All the entries, exactly as they read, must be written out again.
-- Records shown follows --
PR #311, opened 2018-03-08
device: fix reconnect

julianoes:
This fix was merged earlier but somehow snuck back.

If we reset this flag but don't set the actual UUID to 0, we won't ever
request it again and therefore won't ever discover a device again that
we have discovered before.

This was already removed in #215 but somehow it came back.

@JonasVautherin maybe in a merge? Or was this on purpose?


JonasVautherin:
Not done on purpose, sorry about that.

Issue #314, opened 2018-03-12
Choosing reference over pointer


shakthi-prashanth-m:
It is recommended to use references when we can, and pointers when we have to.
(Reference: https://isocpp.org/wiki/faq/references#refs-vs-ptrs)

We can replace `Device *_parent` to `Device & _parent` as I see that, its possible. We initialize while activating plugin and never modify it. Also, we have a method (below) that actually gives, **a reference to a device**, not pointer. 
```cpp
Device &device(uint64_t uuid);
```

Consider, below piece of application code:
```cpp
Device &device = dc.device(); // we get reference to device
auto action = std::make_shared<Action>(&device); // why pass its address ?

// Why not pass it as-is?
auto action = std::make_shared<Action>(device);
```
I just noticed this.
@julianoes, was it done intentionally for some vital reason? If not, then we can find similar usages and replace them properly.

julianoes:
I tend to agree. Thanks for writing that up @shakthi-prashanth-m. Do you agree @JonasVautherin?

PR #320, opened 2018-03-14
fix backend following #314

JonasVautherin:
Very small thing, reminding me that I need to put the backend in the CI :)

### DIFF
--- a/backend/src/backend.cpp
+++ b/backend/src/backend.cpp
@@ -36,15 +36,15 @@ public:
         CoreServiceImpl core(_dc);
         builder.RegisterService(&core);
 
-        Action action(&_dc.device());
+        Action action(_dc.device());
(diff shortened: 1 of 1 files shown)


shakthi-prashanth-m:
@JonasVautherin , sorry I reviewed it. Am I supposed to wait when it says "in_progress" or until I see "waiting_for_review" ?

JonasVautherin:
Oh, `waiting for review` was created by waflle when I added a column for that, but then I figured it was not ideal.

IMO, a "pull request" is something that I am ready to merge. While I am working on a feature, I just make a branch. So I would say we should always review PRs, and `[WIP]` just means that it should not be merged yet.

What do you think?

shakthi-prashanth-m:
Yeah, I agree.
-- Records shown concluded --
Task response
PR #311, opened 2018-03-08
device: fix reconnect

julianoes:
This fix was merged earlier but somehow snuck back.

If we reset this flag but don't set the actual UUID to 0, we won't ever
request it again and therefore won't ever discover a device again that
we have discovered before.

This was already removed in #215 but somehow it came back.

@JonasVautherin maybe in a merge? Or was this on purpose?


JonasVautherin:
Not done on purpose, sorry about that.

Issue #314, opened 2018-03-12
Choosing reference over pointer


shakthi-prashanth-m:
It is recommended to use references when we can, and pointers when we have to.
(Reference: https://isocpp.org/wiki/faq/references#refs-vs-ptrs)

We can replace `Device *_parent` to `Device & _parent` as I see that, its possible. We initialize while activating plugin and never modify it. Also, we have a method (below) that actually gives, **a reference to a device**, not pointer. 
```cpp
Device &device(uint64_t uuid);
```

Consider, below piece of application code:
```cpp
Device &device = dc.device(); // we get reference to device
auto action = std::make_shared<Action>(&device); // why pass its address ?

// Why not pass it as-is?
auto action = std::make_shared<Action>(device);
```
I just noticed this.
@julianoes, was it done intentionally for some vital reason? If not, then we can find similar usages and replace them properly.

julianoes:
I tend to agree. Thanks for writing that up @shakthi-prashanth-m. Do you agree @JonasVautherin?

PR #320, opened 2018-03-14
fix backend following #314

JonasVautherin:
Very small thing, reminding me that I need to put the backend in the CI :)

### DIFF
--- a/backend/src/backend.cpp
+++ b/backend/src/backend.cpp
@@ -36,15 +36,15 @@ public:
         CoreServiceImpl core(_dc);
         builder.RegisterService(&core);
 
-        Action action(&_dc.device());
+        Action action(_dc.device());
(diff shortened: 1 of 1 files shown)


shakthi-prashanth-m:
@JonasVautherin , sorry I reviewed it. Am I supposed to wait when it says "in_progress" or until I see "waiting_for_review" ?

JonasVautherin:
Oh, `waiting for review` was created by waflle when I added a column for that, but then I figured it was not ideal.

IMO, a "pull request" is something that I am ready to merge. While I am working on a feature, I just make a branch. So I would say we should always review PRs, and `[WIP]` just means that it should not be merged yet.

What do you think?

shakthi-prashanth-m:
Yeah, I agree.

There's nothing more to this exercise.